Pass features into a task
Certain features of the same data type may need to be processed differently than others. For example, suppose you are working on solving a problem with a dataset containing text features. One of which lends itself well to using word-grams for preprocessing, while the other uses char-grams.
When using Composable ML in DataRobot, you can pass one or more specific features to another task.
When using project-specific functionality, DataRobot recommends running the following code.
w.set_project(project_id="<project_id>")
# or
# w = Workshop(project_id="<project_id>")
In this example, select the Age feature, perform missing value imputation, and pass it to the Keras neural network classifier. Note that similar to other pieces of functionality, you may auto-complete feature names with w.Features.<tab>
to complete available features.
features = w.FeatureSelection(w.Features.Age)
pni = w.Tasks.PNI2(features)
keras = w.Tasks.KERASC(pni)
keras_blueprint = w.BlueprintGraph(keras)
You may link a blueprint to a specific project if desired, ensuring the blueprint is validated based on the linked project, for example, to confirm that the selected features exist in the dataset associated with the project.
# Make sure it is saved at least once, or pass `user_blueprint_id` to `link_to_project`
keras_blueprint.save()
keras_blueprint.link_to_project(project_id="<project_id>")
To only pass a desired column into a task, add the Task Single Column Converter or Multiple Column Converter. Then, pick the column name from the original dataset as the parameter column_name or column_names. The following task(s) will only receive the selected column(s).
Click Update and then Save Blueprint to see the new task referencing the chosen column. Here's an example of a blueprint performing specific preprocessing on certain columns. Notice how each column name is observable.
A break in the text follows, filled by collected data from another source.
PR #1364, opened 2022-02-08
Fetch ClosedAt field for epics

zwerch:
Hey!

We needed the `ClosedAt` field on the epic for a small internal tool, so I added it.

Thanks for your work, this library is really useful!

### DIFF
--- a/epics.go
+++ b/epics.go
@@ -63,6 +63,7 @@ type Epic struct {
 	DueDateFromMilestones   *ISOTime    `json:"due_date_from_milestones"`
 	CreatedAt               *time.Time  `json:"created_at"`
 	UpdatedAt               *time.Time  `json:"updated_at"`
+	ClosedAt                *time.Time  `json:"closed_at"`
 	Labels                  []string    `json:"labels"`
 	Upvotes                 int         `json:"upvotes"`
 	Downvotes               int         `json:"downvotes"`


marceloboeira (approved):

epics.go
```diff
@@ -63,6 +63,7 @@ type Epic struct {
 	DueDateFromMilestones   *ISOTime    `json:"due_date_from_milestones"`
 	CreatedAt               *time.Time  `json:"created_at"`
 	UpdatedAt               *time.Time  `json:"updated_at"`
+	ClosedAt                *time.Time  `json:"closed_at"`
```
svanharmelen, line 66: Looking at the docs I wonder if these 3 `...At` fields should now use the `*ISOTime` type instead?

zwerch: Hey, thanks for your comment, I actually wondered the same.
But looking at https://github.com/xanzy/go-gitlab/blob/a90abbe96def9e224e0d9e7aa0fde90b71916eb0/types.go#L385 I realised that this type is made for date-only types.
For all `...At` fields the API returns full RFC3339 timestamps.

svanharmelen: Ah, good point! Missed that somehow... @pschwartz I think we need to revert that change in the PR you just changed (on my request) as well. Sorry about that!

zwerch:
thanks a lot for merging :)

epics.go
pschwartz: I will open a PR to roll forward. It won’t cause an issue till that PR is in as ISOTime is type defined as time.Time.

pschwartz: There is a bunch of miss uses through the code base that we should clean up if I remember correctly.

svanharmelen: `ISOTime` is indeed defined as `time.Time` but with a specific format to parse values as dates only. So it doesn't break, but is does result in wrong data.

Not sure if there are more places where this should be updated. At least not as far as I know...

PR #1367, opened 2022-02-08
Add missing list option in ExploreSnippets request

### LINKED ISSUE #1365: ExploreSnippets missing list options in request
`ExploreSnippets` currently does not support pagination (`PerPage` and `Page`):

```go
func main() {
	git, err := gitlab.NewClient("glpat-XXXX")
	if err != nil {
		log.Fatalf("Failed to create client: %v", err)
	}

	snippets, _, err := git.Snippets.ExploreSnippets(&gitlab.ExploreSnippetsOptions{Page: 1, PerPage: 5})
	if err != nil {
		fmt.Println(err)
	}

	fmt.Println(len(snippets))
}
```

```
> 20
```

The `ExploreSnippetsOptions` type already exists and is an argument to the function, however the actual request is passing in `nil` as opposed to the option list:

```go
req, err := s.client.NewRequest("GET", "snippets/public", nil, options)
```

sichak:
Fixes #1365


svanharmelen (approved):
Oeps! Nice catch 👍🏻

PR #1368, opened 2022-02-08
Update SSHKey to include expires_at as defined by API doc

pschwartz:

### DIFF
--- a/users.go
+++ b/users.go
@@ -396,6 +396,7 @@ type SSHKey struct {
 	Title     string     `json:"title"`
 	Key       string     `json:"key"`
 	CreatedAt *time.Time `json:"created_at"`
+	ExpiresAt *time.Time `json:"expires_at"`
 }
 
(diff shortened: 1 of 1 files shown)


pschwartz:
@svanharmelen Another fix if your able to review.

marceloboeira (approved):

users.go
```diff
@@ -396,6 +396,7 @@ type SSHKey struct {
 	Title     string     `json:"title"`
 	Key       string     `json:"key"`
 	CreatedAt *time.Time `json:"created_at"`
+	ExpiresAt *time.Time `json:"expires_at"`
```
svanharmelen, line 399: Looking at the docs, should both of these be of type `*ISOTime`?

pschwartz: Would be effectively the same. Will change to match other response structs.

svanharmelen (approved):
Thanks, LGTM 👍🏻

PR #1374, opened 2022-02-10
Add RequestOptionFunc to remaining methods

hanzei:
Add RequestOptionFunc to methods that don't accept it yet


svanharmelen (approved):
Thanks 👍🏻

Issue #1372, opened 2022-02-09
Add support for multiple files when creating snippets


zemzale:
The snippets API now has deprecated the currently used keys `file_name` and `content` to use a `files` array.

https://docs.gitlab.com/14.7/ee/api/project_snippets.html#create-new-snippet

I am opening the ticket to just track this change. Gonna try to open PR as soon as possible

svanharmelen:
This one is solved by #1375

PR #1375, opened 2022-02-10
feat(snippets): Add `files` array to snippet creation

zemzale:
This adds the new `files` array for creating snippets that replaces the
now deprecated `filename` and `contents` keys.

This is needed for creating more then one file in snippets.

Issue #1372


snippets.go
```diff
@@ -111,6 +124,7 @@ type CreateSnippetOptions struct {
 	Description *string          `url:"description,omitempty" json:"description,omitempty"`
 	Content     *string          `url:"content,omitempty" json:"content,omitempty"`
 	Visibility  *VisibilityValue `url:"visibility,omitempty" json:"visibility,omitempty"`
+	Files       []*SnippetFile   `url:"files,omitempty" json:"files,omitempty"`
```
svanharmelen, line 127: I know this seems weird, but this needs to be `*[]*SnippetFile` to keep it consistent with the rest of the package.

project_snippets.go
```diff
@@ -94,6 +94,7 @@ type CreateProjectSnippetOptions struct {
 	Description *string          `url:"description,omitempty" json:"description,omitempty"`
 	Content     *string          `url:"content,omitempty" json:"content,omitempty"`
 	Visibility  *VisibilityValue `url:"visibility,omitempty" json:"visibility,omitempty"`
+	Files       []*SnippetFile   `url:"files,omitempty" json:"files,omitempty"`
```
svanharmelen, line 97: I know this seems weird, but this needs to be `*[]*SnippetFile` to keep it consistent with the rest of the package.

svanharmelen (changes requested):

svanharmelen (approved):
Thanks 👍🏻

Continuing with this example, you can also pass all columns to another task. To do so, add a new connection from Numeric Variables to the desired task.
You may link a blueprint to a specific project if desired, ensuring the blueprint is validated based on the linked project; for example, to confirm that the selected features exist in the dataset associated with the project
Features may also be excluded instead, which is particularly useful when a particular feature should be processed one way, and everything else, processed another way.
without_insurance_type = w.FeatureSelection(w.Features.Insurance_Type, exclude=True)
only_insurance_type = w.FeatureSelection(w.Features.Insurance_Type)
one_hot = w.Tasks.PDM3(without_insurance_type)
ordinal = w.Tasks.ORDCAT2(only_insurance_type)
keras = w.Tasks.KERASC(one_hot, ordinal)
keras_blueprint = w.BlueprintGraph(keras)
To process certain features in different ways, add the Task Multiple Column Converter. This task lets you select columns. You can give it a list with several columns that you want to include and the rest will be dropped (using the parameter column_names). Alternatively, you can instead provide a list of several columns that you would like to use.
Next, create an edge from the categorical data to the modeler, insert the alternative processing task, then add a second Multiple Column Converter and pick the same column name and change method to be exclude.
Now, one column is processed using one task, and all others are processed with a different task.